### Exercise aim
Search the entries for lines that contain the word "suggestion", and report each one found.

Data extracts START

PR #12907, opened 2015-09-21
wip: module.component helper

btford:
This is taken right from https://github.com/angular/angular/blob/master/modules/angular1_router/test/integration/lifecycle_hook_spec.js#L451-L476

This only includes functionality for adding route configuration and lifecycle hooks to directive components, and does not include best practices or expose all of the options for directives.

I'm going to hand this off to @shahata to finish. It needs tests, docs, and improvements from the looooong thread in #10007.

Closes #10007

Issue #12007, opened 2015-06-02
ngAnimate disrupts correct validation of input type email


JPtenBerge:
Hi there,

With the newest version (1.4.0) it seems that email validation does not fully work correctly when the ngAnimate module gets included. Check out this Plnkr: http://plnkr.co/edit/mRvFhnpgZCKTI1YPWqkT?p=preview.

Try entering a value like '@@@', '|||' or 'qqq'. The model value only gets updated when a true valid value is entered, but the ng-valid/ng-invalid classes get applied wrongly. Removing the ngAnimate module as a dependency and the ng-valid/invalid classes work just fine.

I'm experiencing this on Windows 7 and 8, in IE as well as Chrome and Firefox.

JP

Narretz:
@matsko Wasn't there a similar bug that was already fixed? Or is this the same problem?

Narretz:
This seems to be the same issue: https://github.com/angular/angular.js/issues/11652

gkalpak:
It is quite similar, but I don't think it is the same issue, because #11652 has been fixed ([demo][1]), but this one is still [reproducible on master][2].

Also, the wrong behaviour is different: This one seems to incorrectly apply the valida classes every 3 keystrokes, even if the value is invalid. Weird and interesting :)

[1]: http://jsbin.com/tiwijowiza/3/edit
[2]: http://plnkr.co/edit/3YyAnVQWT5E7NImPdB2e?p=preview

matsko:
This is now fixed in master courtesy of @sreeramu.

matsko:
1.4.4 will land next week as well.

PR #9137, opened 2014-09-17
feat(compile): add human readable alternative to '@=&?'

shahata:
support using `interpolate:<name>`, `bind:<name>`, `eval:<name>` and `bind:optional:<name>` instead of `@<name>`, `=<name>`, `&<name>` and `=?<name>`

Closes #9125

PR #12933, opened 2015-09-24
feat(loader): add convenience method for creating components

### LINKED ISSUE #10007: Feature Request: angular.component helper

shahata:
The proposed syntax:

``` js
angular.module('myApp').component('myComponent', {
  template: '<div></div>', //string | Function, default: ''
  templateUrl: 'a.html', //string | Function, default: undefined
  controller: MyCtrl, //string | Function, default: function(){}
  controllerAs: 'vm', //string, default: component name
  transclude: false, //boolean | object, default: true
  isolate: false, //boolean, default: true (scope: {} .vs. scope: true)
  bindings: {abc: '@'}, //object, default: {} (passed to bindToController)
  $canActivate: MyCtrl.canActivate, //Function, default: undefined (passed to factory.$canActivate)
  $routeConfig: MyCtrl.routeConfig, //RouteConfig, default: undefined (passed to factory.$routeConfig)
});
```

This means that for the most common use-case of simple component ppl will only need to pass template, controller and bindings.

I've discussed this with @btford and we've decided to change a couple of things from #12907:
1. Controller lifecycle hooks (onActivate, onDeactivate, etc.) are not  going to be part of the component options since it makes more sense that the developer will just put those as methods of his controller (this way those methods have access to controller's state)
2. In case developer passes a function for template/templateUrl, this function is injectable with locals of $element and $attrs. This is important because today if you pass a function for template/templateUrl in DDO, you get element as attrs, but for DI you rely on the injectable DDO factory. In the component helper you don't have a factory, therefore we make all functions that can be passed in options injectable.

Docs are still missing obviously, but I would like to get some feedback before moving on.

Closes #10007

### DIFF
--- a/src/loader.js
+++ b/src/loader.js
@@ -284,6 +284,85 @@ function setupModuleLoader(window) {
 
           /**
            * @ngdoc method
+           * @name angular.Module#component
+           * @module ng
+           * @param {string} name Name of the component in camel-case (i.e. myComp which will match as my-comp)
+           * @param {Object} options Component definition object, has the following properties (all optional):
+           *
+           *    - `controller` – `{(string|function()=}` – Controller fn that should be associated with
+           *      newly created scope or the name of a {@link angular.Module#controller registered
+           *      controller} if passed as a string.
+           *    - `controllerAs` – `{string=}` – An identifier name for a reference to the controller.
+           *      If present, the controller will be published to scope under the `controllerAs` name.
+           *      If not present, this will default to be the same as the component name.
+           *    - `template` – `{string=|function()=}` – html template as a string or a function that
+           *      returns an html template as a string which should be used as the contents of this component.
+           *
+           *      If `template` is a function, then it is {@link auto.$injector#invoke injected} with
+           *      the following locals:
+           *
+           *      - `$element` - Current element
+           *      - `$attrs` - Current attributes object for the element
+           *
+           *    - `templateUrl` – `{string=|function()=}` – path or function that returns a path to an html
+           *      template that should be used  as the contents of this component.
+           *
+           *      If `templateUrl` is a function, then it is {@link auto.$injector#invoke injected} with
+           *      the following locals:
+           *
+           *      - `$element` - Current element
+           *      - `$attrs` - Current attributes object for the element
+           *    - `transclude` – `{boolean=}` – whether {@link $compile#transclusion transclusion} is enabled.
+           *      enabled by default.
+           *    - `isolate` – `{boolean=}` – whether the new scope is isolated. Isolated by default.
+           *    - `bindings` – `{object=}` – define DOM attribute binding to component properties.
+           *      component properties are always bound to the component controller and not to the scope.
+           *    - `$canActivate` – `{function()=}` – TBD.
+           *    - `$routeConfig` – `{object=}` – TBD.
+           *
+           * @description
+           * Register a component definition with the compiler. This is short for registering a directive
+           * where its definition object is isolated, allows transclusion and bound to controller as the
+           * component name by default.
+           * See {@link ng.$compileProvider#directive $compileProvider.directive()}.
+           */
+          component: function(name, options) {
+            function factory($injector) {
+              function makeInjectable(fn) {
+                if (angular.isFunction(fn)) {
+                  return function(tElement, tAttrs) {
+                    return $injector.invoke(fn, this, {$element: tElement, $attrs: tAttrs});
+                  };
+                } else {
+                  return fn;
+                }
+              }
+
+              var template = (!options.template && !options.templateUrl ? '' : options.template);
+              return {
+                controller: options.controller || function() {},
+                controllerAs: identifierForController(options.controller) || options.controllerAs || name,
+                template: makeInjectable(template),
+                templateUrl: makeInjectable(options.templateUrl),
+                transclude: options.transclude === undefined ? true : options.transclude,
+                scope: options.isolate === false ? true : {},
+                bindToController: options.bindings || {}
+              };
+            }
+
+            if (options.$canActivate) {
+              factory.$canActivate = options.$canActivate;
+            }
+            if (options.$routeConfig) {
+              factory.$routeConfig = options.$routeConfig;
+            }
+            factory.$inject = ['$injector'];
+
+            return moduleInstance.directive(name, factory);
+          },
+
+          /**
+           * @ngdoc method
            * @name angular.Module#config
            * @module ng
            * @param {Function} configFn Execute this function on module load. Useful for service
--- a/src/loader.js
+++ b/src/loader.js
@@ -287,16 +287,19 @@ function setupModuleLoader(window) {
            * @name angular.Module#component
            * @module ng
            * @param {string} name Name of the component in camel-case (i.e. myComp which will match as my-comp)
-           * @param {Object} options Component definition object, has the following properties (all optional):
+           * @param {Object} options Component definition object (a simplified
+           *    {@link ng.$compile#directive-definition-object directive definition object}),
+           *    has the following properties (all optional):
            *
-           *    - `controller` – `{(string|function()=}` – Controller fn that should be associated with
-           *      newly created scope or the name of a {@link angular.Module#controller registered
-           *      controller} if passed as a string.
+           *    - `controller` – `{(string|function()=}` – Controller constructor function that should be
+           *      associated with newly created scope or the name of a {@link ng.$compile#-controller-
+           *      registered controller} if passed as a string. Empty function by default.
            *    - `controllerAs` – `{string=}` – An identifier name for a reference to the controller.
            *      If present, the controller will be published to scope under the `controllerAs` name.
            *      If not present, this will default to be the same as the component name.
            *    - `template` – `{string=|function()=}` – html template as a string or a function that
            *      returns an html template as a string which should be used as the contents of this component.
+           *      Empty string by default.
            *
            *      If `template` is a function, then it is {@link auto.$injector#invoke injected} with
            *      the following locals:
@@ -312,18 +315,47 @@ function setupModuleLoader(window) {
            *
            *      - `$element` - Current element
            *      - `$attrs` - Current attributes object for the element
-           *    - `transclude` – `{boolean=}` – whether {@link $compile#transclusion transclusion} is enabled.
-           *      enabled by default.
-           *    - `isolate` – `{boolean=}` – whether the new scope is isolated. Isolated by default.
-           *    - `bindings` – `{object=}` – define DOM attribute binding to component properties.
-           *      component properties are always bound to the component controller and not to the scope.
+           *    - `bindings` – `{object=}` – Define DOM attribute binding to component properties.
+           *      Component properties are always bound to the component controller and not to the scope.
+           *    - `transclude` – `{boolean=}` – Whether {@link $compile#transclusion transclusion} is enabled.
+           *      Enabled by default.
+           *    - `isolate` – `{boolean=}` – Whether the new scope is isolated. Isolated by default.
+           *    - `restrict` - `{string=}` - String of subset of {@link ng.$compile#-restrict- EACM} which
+           *      restricts the component to specific directive declaration style. If omitted, this defaults to 'E'.
            *    - `$canActivate` – `{function()=}` – TBD.
            *    - `$routeConfig` – `{object=}` – TBD.
            *
            * @description
-           * Register a component definition with the compiler. This is short for registering a directive
-           * where its definition object is isolated, allows transclusion and bound to controller as the
-           * component name by default.
+           * Register a component definition with the compiler. This is short for registering a specific
+           * subset of directives which represents actual UI components in your application. Component
+           * definitions are very simple and do not require the complexity behind defining directives.
+           * Component definitions usually consist only of the template and the controller backing it.
+           * In order to make the definition easier, components enforce best practices like controllerAs
+           * and default behaviors like scope isolation, restrict to elements and allow transclusion.
+           *
+           * Here are a few examples of how you would usually define components:
+           *
+           * ```js
+           *   angular.module(...).component.('myComp', {
+           *     template: '<div>My name is {{myComp.name}}</div>',
+           *     controller: function MyCtrl() {
+           *       this.name = 'shahar';
+           *     }
+           *   });
+           *
+           *   angular.module(...).component.('myComp', {
+           *     template: '<div>My name is {{myComp.name}}</div>',
+           *     bindings: {name: '@'}
+           *   });
+           *
+           *   angular.module(...).component.('myComp', {
+           *     templateUrl: 'views/my-comp.html',
+           *     controller: 'MyCtrl as ctrl',
+           *     bindings: {name: '@'}
+           *   });
+           *
+           * ```
+           *
            * See {@link ng.$compileProvider#directive $compileProvider.directive()}.
            */
           component: function(name, options) {
@@ -346,7 +378,8 @@ function setupModuleLoader(window) {
                 templateUrl: makeInjectable(options.templateUrl),
                 transclude: options.transclude === undefined ? true : options.transclude,
                 scope: options.isolate === false ? true : {},
-                bindToController: options.bindings || {}
+                bindToController: options.bindings || {},
+                restrict: options.restrict || 'E'
               };
             }
 
--- a/test/loaderSpec.js
+++ b/test/loaderSpec.js
@@ -123,7 +123,8 @@ describe('component', function() {
         templateUrl: undefined,
         transclude: true,
         scope: {},
-        bindToController: {}
+        bindToController: {},
+        restrict: 'E'
       }));
     });
   });
@@ -137,7 +138,8 @@ describe('component', function() {
       templateUrl: 'def.html',
       transclude: false,
       isolate: false,
-      bindings: {abc: '='}
+      bindings: {abc: '='},
+      restrict: 'EA'
     });
     module('my');
     inject(function(myComponentDirective) {
@@ -148,7 +150,8 @@ describe('component', function() {
         templateUrl: 'def.html',
         transclude: false,
         scope: true,
-        bindToController: {abc: '='}
+        bindToController: {abc: '='},
+        restrict: 'EA'
       }));
     });
   });
--- a/test/loaderSpec.js
+++ b/test/loaderSpec.js
@@ -87,3 +87,111 @@ describe('module loader', function() {
     expect(window.angular.$$minErr).toEqual(jasmine.any(Function));
   });
 });
+
+
+describe('component', function() {
+  it('should return the module', function() {
+    var myModule = window.angular.module('my', []);
+    expect(myModule.component('myComponent', {})).toBe(myModule);
+  });
+
+  it('should register a directive', function() {
+    var myModule = window.angular.module('my', []).component('myComponent', {});
+    expect(myModule._invokeQueue).toEqual(
+      [['$compileProvider', 'directive', ['myComponent', jasmine.any(Function)]]]);
+  });
+
+  it('should add router annotations to directive factory', function() {
+    var myModule = window.angular.module('my', []).component('myComponent', {
+      $canActivate: 'canActivate',
+      $routeConfig: 'routeConfig'
+    });
+    expect(myModule._invokeQueue.pop().pop()[1]).toEqual(jasmine.objectContaining({
+      $canActivate: 'canActivate',
+      $routeConfig: 'routeConfig'
+    }));
+  });
+
+  it('should return ddo with reasonable defaults', function() {
+    window.angular.module('my', []).component('myComponent', {});
+    module('my');
+    inject(function(myComponentDirective) {
+      expect(myComponentDirective[0]).toEqual(jasmine.objectContaining({
+        controller: jasmine.any(Function),
+        controllerAs: 'myComponent',
+        template: '',
+        templateUrl: undefined,
+        transclude: true,
+        scope: {},
+        bindToController: {}
+      }));
+    });
+  });
+
+  it('should return ddo with assigned options', function() {
+    function myCtrl() {}
+    window.angular.module('my', []).component('myComponent', {
+      controller: myCtrl,
+      controllerAs: 'ctrl',
+      template: 'abc',
+      templateUrl: 'def.html',
+      transclude: false,
+      isolate: false,
+      bindings: {abc: '='}
+    });
+    module('my');
+    inject(function(myComponentDirective) {
+      expect(myComponentDirective[0]).toEqual(jasmine.objectContaining({
+        controller: myCtrl,
+        controllerAs: 'ctrl',
+        template: 'abc',
+        templateUrl: 'def.html',
+        transclude: false,
+        scope: true,
+        bindToController: {abc: '='}
+      }));
+    });
+  });
+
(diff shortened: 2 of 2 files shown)


petebacondarwin:
For completeness we ought to mention that this PR is related to the discussion at #12007.

@shahata can you clarify how this version compares with the suggestion at https://github.com/angular/angular.js/issues/10007#issuecomment-77509179?

Also have we considered the idea of ditching the magic symbols: `@`, `=` and `&` and using more ng2 terminology: `properties`, `events` and ... `bindings`, such as described at https://github.com/angular/angular.js/issues/10007#issuecomment-83838553?

src/loader.js
```diff
@@ -284,6 +284,48 @@ function setupModuleLoader(window) {
...
           /**
            * @ngdoc method
+           * @name angular.Module#component
+           * @module ng
+           * @param {string} name Component name
+           * @param {Object} options Component definition object
+           * @description
+           * TODO...
+           */
+          component: function(name, options) {
```
petebacondarwin: should be using `invokeLaterAndSetModuleName`?

src/loader.js
```diff
@@ -284,6 +284,48 @@ function setupModuleLoader(window) {
...
+            function factory($injector) {
+              function makeInjectable(fn) {
+                if (angular.isFunction(fn)) {
+                  return function(tElement, tAttrs) {
+                    return $injector.invoke(fn, this, {$element: tElement, $attrs: tAttrs});
+                  };
```
petebacondarwin: I wonder if this additional invoke via the `$injector` is an unwanted performance hit, since it would be called often, compared to the original factory function. But I guess that we can't get away from that given this API.

One alternative, could be to have a `dependencies` property on the `options`, which specifies all the dependencies that should be available in some closure to all these methods... Then we can inject these dependencies only once for all instances of the component, right?

pkozlowski-opensource:
Once comment: IMO we should avoid the `bindings` name as it is really overloaded in ng2 and adding yet another meaning in ng1 won't help. Maybe "properties"?

src/loader.js
shahata: this is just a wrapper around module.directive. module.directive will do the invokeLaterAndSetModuleName

src/loader.js
shahata: I'm not sure how that would work, the methods already have a closure when they are placed on the options obj, I don't think we can update that closure. Best we could do is pass the dependencies as a map argument to the methods, but I think it really isn't worth it, it doesn't seem like a big performance hit for me.

Another option is to have module.component accept either a options object or a factory method and then if you want templateUrl/template function that use DI, you have to pass a factory instead of options. But again, I think having templateUrl/template functions injectable is much more elegant and not such a big perf hit. It is also consistent with how the controller and $canActivate will be invoked.

shahata:
@petebacondarwin this proposal is consistent with https://github.com/angular/angular.js/issues/10007#issuecomment-77509179 with the exceptions that module component accepts an options obj instead of factory method and that scope isolation is optional

I'll look into the `properties`/`events` proposal

shahata:
@petebacondarwin I thought a bit about ditching the magic symbols today and I think that I'm leaning against it. Main reasons are that terminology is not the same since ng1 doesn't really have one way binding (would you use `properties` for `@` or `=`? what will you call the other?) and that as we previously discussed in #9137, introducing new way to the same thing is something we should avoid. wdyt?

shahata:
@petebacondarwin @btford @pkozlowski-opensource @caitp 
Any thoughts regarding accepting `properties` and `events` instead of magic symbols in `module.component`? (see previous comment)

petebacondarwin:
@shahata - I kind of like ditching the magical `=`, `@` `&`, but I also appreciate that there is no direct mapping two properties - if we can't come up with a set of names that we are happy with then let's just stick with what we have. Also note that we now also have the additional "modifiers" on these magical characters: `?`-optional and `*`-collection.

aciccarello:
I don't think the functionality needs to line up 100% between ng1 and ng2 `properties`, `events`, etc.. But I do think that the mapping needs to be intuitive and well documented.

pkozlowski-opensource:
@shahata I'm with @petebacondarwin here - the pb is that both `@` and `=` mean "binding to a property" (using the ng2 terminology) - those just denote 2 different ways of binding. The same could be argued about `&` which can be also used to _read_ expression value from an attribute....

So no, we shouldn't map existing symbols to props / events.

shahata:
@petebacondarwin @pkozlowski-opensource if we decide to go forward with adding one way binding maybe we can use `properties` for one way binds, `events` for callbacks and optionally also `bindings` for the existing magic symbols syntax. wdyt?

pkozlowski-opensource:
@shahata just fyi `properties` were just renamed to `inputs` and `events` to `outputs` in ng2. This sparked quite a discussion which IMO steamed from the fact that different people got different mental model of those things. Add on top the fact that concepts don't match between ng1 and ng2 and you are looking for trouble :-)

I must say that I'm not huge fan of the whole "make ng1 look like ng2 even if concepts don't match"  story

shahata:
This is why I suggested to do this only if we decide to match the concept of one way binds. Regarding naming I'm not going to touch it, we'll just do whatever ng2 does. :)

petebacondarwin:
Let's stick with  `=`, `&` and `@` (and possibly `>` if it lands) for this PR.
That way we are not going to get caught in trying to keep parity with potentially changing ng2 API naming :-)
If ngForward wants to sugar this to look more like ng2 then that can sit on top of this easily enough.

pkozlowski-opensource:
@shahata what is the one way binding in ng1 for you? `@`? If so the problem is that semantics are not the same... The pb with `@` is that it can only accept strings (or at least it is going to convert bound value to string).

In ng2 you can bind any type so `[foo]="expr"` is more like `=` binding in ng1 if no one does assignment :-)

petebacondarwin:
@pkozlowski-opensource the one-way binding we are talking about is this PR - https://github.com/angular/angular.js/pull/12835 - but using a different symbol that `#`, such as `>`.


Here is an interesting idea, which @MikeRyan52 has:

* all components must have either a `template` or a `templateUrl`
* all components must transclude their contents

This seems reasonable. I can't think of a situation where you would want a "component" that doesn't provide a template. And if that is the case then we would always be clearing out any child nodes of the element where the component is instantiated, so we might as well stick it in a transclude function. Previously this would have incurred a performance penalty but now that we have lazy compilation of transcluded contents, it would be negligible.

---

Side note - if the multi-slot transclusion lands, then this proposal would change to:

* component must have `transclude: true` (the default) or `transclude: { ... }` to indicate multi slot transclusion

pkozlowski-opensource:
@petebacondarwin thnx for the info. I like the `>` symbol somehow, I must say!

And I completely agree that each component must have template / templateUrl. I would also add that each component need to use isolated scope (consequence of having a template and most probably state that goes with it)

> all components must transclude their contents

I don't think I understand reasoning behind it. There are many examples of components that don't need to transclude anything (ex.: pagination, rating etc.)

petebacondarwin:
Yes, I agree that components should also always have `scope: {}`

Regarding transclusion, it means that the configuration object that gets passed to `module.component` is even simpler in the majority of cases. I.E. that we would never need to put `transclude: true` in the options for this call.

If there was no content below the element then we could optmize so that nothing would be transcluded anyway. In any case, now that we have lazy compilation the cost will barely be noticed, and if it was a problem then we could allow people to explicitly override it with `transclude: false`. 

So I guess my suggestion is that for components the default would be `transclude: true`.

pkozlowski-opensource:
> So I guess my suggestion is that for components the default would be transclude: true.

@petebacondarwin makes sense if there are no side effect / perf hit

petebacondarwin:
So the API that I would be happy with is:

```js
angular.module('myApp').component('myComponent', {

  template: '<div></div>', //string | Function, default: undefined
  templateUrl: 'a.html', //string | Function, default: undefined

  controller: MyCtrl, //string | Function | Array, default: function(){}
  controllerAs: 'vm', //string, default: component name
  bindings: {abc: '@'}, //object, default: {} (passed to bindToController)

  $canActivate: MyCtrl.canActivate, //Function, default: undefined (passed to factory.$canActivate)
  $routeConfig: MyCtrl.routeConfig, //RouteConfig, default: undefined (passed to factory.$routeConfig)

  isolate: false, //boolean, default: true (scope: {} .vs. scope: true)
  transclude: false //boolean | object, default: true
});
```

where

* one of `template` or `templateUrl` must be provided
* controller can be a string (name of a registered controller), function/class (explicit controller) or an array (inline annotated explicit controller)
* isolate defaults to `true`
* tranclude defaults to `true`

pkozlowski-opensource:
> controller: MyCtrl, //string | Function | Array, default: function(){}
  controllerAs: 'vm', //string, default: component name

To be honest I've never was fan of 2 properties here. How about `MyCtrl as myName` with default being `vm` if no `as` is provided?

shahata:
np, I'll add `transclude: true` by default. regarding `controllerAs`, it is allowed even today (though purely documented) to pass `controller: 'MyCtrl as vm'`. The reason we still need `controllerAs` is in the case I pass a class/function in `controller`, which I think will be the more common case.

petebacondarwin:
I prefer the case as stated where it defaults to the name of the component

shahata:
+1 for @petebacondarwin

shahata:
But that made me think of a bug I might have when you do `controller: 'MyCtrl as vm'` and `module.component` passes by default `controllerAs: 'compName'` I'm not sure who will win (obviously `vm` *should* win). I'll add a test for this.

shahata:
Yes, confirmed bug :)

shahata:
@petebacondarwin Regarding throwing when you don't pass a template or templateUrl or when you don't pass a controller - do you think we should really protect against unreasonable usage in run time or just document it so?

petebacondarwin:
I can live without an explicit controller, since you might just pass through values to the template but what does it mean to have a component with no view (template/templateUrl)? Perhaps the template should default to the empty string?

shahata:
I've added first attempt of documenting this. Please review.

shahata:
Any comments regarding docs?

src/loader.js
```diff
@@ -284,6 +284,85 @@ function setupModuleLoader(window) {
 
           /**
            * @ngdoc method
+           * @name angular.Module#component
+           * @module ng
+           * @param {string} name Name of the component in camel-case (i.e. myComp which will match as my-comp)
```
petebacondarwin: `@param {string} name name of the component in canonical camelCase form (i.e. ...`

src/loader.js
```diff
@@ -284,6 +284,85 @@ function setupModuleLoader(window) {
...
+           * @param {Object} options Component definition object, has the following properties (all optional):
```
petebacondarwin: I think that the docs generally doesn't start these descriptions with an upper case character

petebacondarwin: Perhaps we should note that this is conceptually similar to the directive definition object, with a link?

src/loader.js
```diff
@@ -284,6 +284,85 @@ function setupModuleLoader(window) {
...
+           *
+           *    - `controller` – `{(string|function()=}` – Controller fn that should be associated with
+           *      newly created scope or the name of a {@link angular.Module#controller registered
```
petebacondarwin: Controller constructor function

petebacondarwin: Perhaps a link to the controller section in `$compile`: https://docs.angularjs.org/api/ng/service/$compile#-controller

src/loader.js
```diff
@@ -284,6 +284,85 @@ function setupModuleLoader(window) {
...
+           *      controller} if passed as a string.
```
petebacondarwin: We need to clarify what is the default of each of the if not passed

src/loader.js
```diff
@@ -284,6 +284,85 @@ function setupModuleLoader(window) {
...
+           *    - `bindings` – `{object=}` – define DOM attribute binding to component properties.
+           *      component properties are always bound to the component controller and not to the scope.
+           *    - `$canActivate` – `{function()=}` – TBD.
+           *    - `$routeConfig` – `{object=}` – TBD.
+           *
+           * @description
+           * Register a component definition with the compiler. This is short for registering a directive
+           * where its definition object is isolated, allows transclusion and bound to controller as the
+           * component name by default.
+           * See {@link ng.$compileProvider#directive $compileProvider.directive()}.
```
petebacondarwin: We should be more explicit about the reasons why one would use this helper.
We should provide some example usage, including common cases where we rely upon the defaults.

PascalPrecht:
So if this helper uses `controllerAs` behind the scenes, could we agree on *not* using `vm` as namespace? It's not a big deal but the thing is that ppl that are using `vm` for controllers as (also `var vm = this` inside a controller), think that the controller **is** the view model, which is **not** the case.

The view model is still the scope, it just happens that an instance of the controller is assigned to a property on that scope, with the name that is used in `controllerAs`. I'd rather vote for sth. like `ctrl` instead.

src/loader.js
```diff
@@ -284,6 +284,85 @@ function setupModuleLoader(window) {
...
+           *      template that should be used  as the contents of this component.
+           *
+           *      If `templateUrl` is a function, then it is {@link auto.$injector#invoke injected} with
+           *      the following locals:
+           *
+           *      - `$element` - Current element
+           *      - `$attrs` - Current attributes object for the element
+           *    - `transclude` – `{boolean=}` – whether {@link $compile#transclusion transclusion} is enabled.
+           *      enabled by default.
+           *    - `isolate` – `{boolean=}` – whether the new scope is isolated. Isolated by default.
```
PascalPrecht: Do we actually have a use case where we'd build a component that needs a child scope instead of an isolated scope?

petebacondarwin:
@PascalPrecht - the default `controllerAs` value is the component name. So it is not using `vm`

PascalPrecht:
Okay sounds good! :+1:

src/loader.js
petebacondarwin: I don't think so but I guess it doesn't do much harm to have it as an option.

src/loader.js
gkalpak: Or perhaps we should generally start these descriptions with an upper case character ! (Some of them are, some aren't .)
It makes it much more readable (in code) and I am happy when I see an uppercased description :)

src/loader.js
```diff
@@ -284,6 +284,85 @@ function setupModuleLoader(window) {
...
+           *    - `controller` – `{(string|function()=}` – Controller fn that should be associated with
+           *      newly created scope or the name of a {@link angular.Module#controller registered
+           *      controller} if passed as a string.
+           *    - `controllerAs` – `{string=}` – An identifier name for a reference to the controller.
+           *      If present, the controller will be published to scope under the `controllerAs` name.
+           *      If not present, this will default to be the same as the component name.
+           *    - `template` – `{string=|function()=}` – html template as a string or a function that
+           *      returns an html template as a string which should be used as the contents of this component.
+           *
+           *      If `template` is a function, then it is {@link auto.$injector#invoke injected} with
```
gkalpak: Why are we deviating from the "normal" DDO's `template`/`templateUrl` (which don't get injected) ?
There's probably a good reason; I just want to know it :)

Maybe we should stress it more, because more experienced users might get biten by this.

src/loader.js
```diff
@@ -284,6 +284,85 @@ function setupModuleLoader(window) {
...
+           *    - `templateUrl` – `{string=|function()=}` – path or function that returns a path to an html
+           *      template that should be used  as the contents of this component.
+           *
+           *      If `templateUrl` is a function, then it is {@link auto.$injector#invoke injected} with
+           *      the following locals:
+           *
+           *      - `$element` - Current element
+           *      - `$attrs` - Current attributes object for the element
+           *    - `transclude` – `{boolean=}` – whether {@link $compile#transclusion transclusion} is enabled.
+           *      enabled by default.
```
gkalpak: _enabled_  -->  _Enabled_ (?)

src/loader.js
```diff
@@ -284,6 +284,85 @@ function setupModuleLoader(window) {
...
+           *    - `isolate` – `{boolean=}` – whether the new scope is isolated. Isolated by default.
+           *    - `bindings` – `{object=}` – define DOM attribute binding to component properties.
+           *      component properties are always bound to the component controller and not to the scope.
+           *    - `$canActivate` – `{function()=}` – TBD.
+           *    - `$routeConfig` – `{object=}` – TBD.
+           *
+           * @description
+           * Register a component definition with the compiler. This is short for registering a directive
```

Data extracts END

### Completed task
@shahata can you clarify how this version compares with the suggestion at https://github.com/angular/angular.js/issues/10007#issuecomment-77509179?
So I guess my suggestion is that for components the default would be `transclude: true`.
> So I guess my suggestion is that for components the default would be transclude: true.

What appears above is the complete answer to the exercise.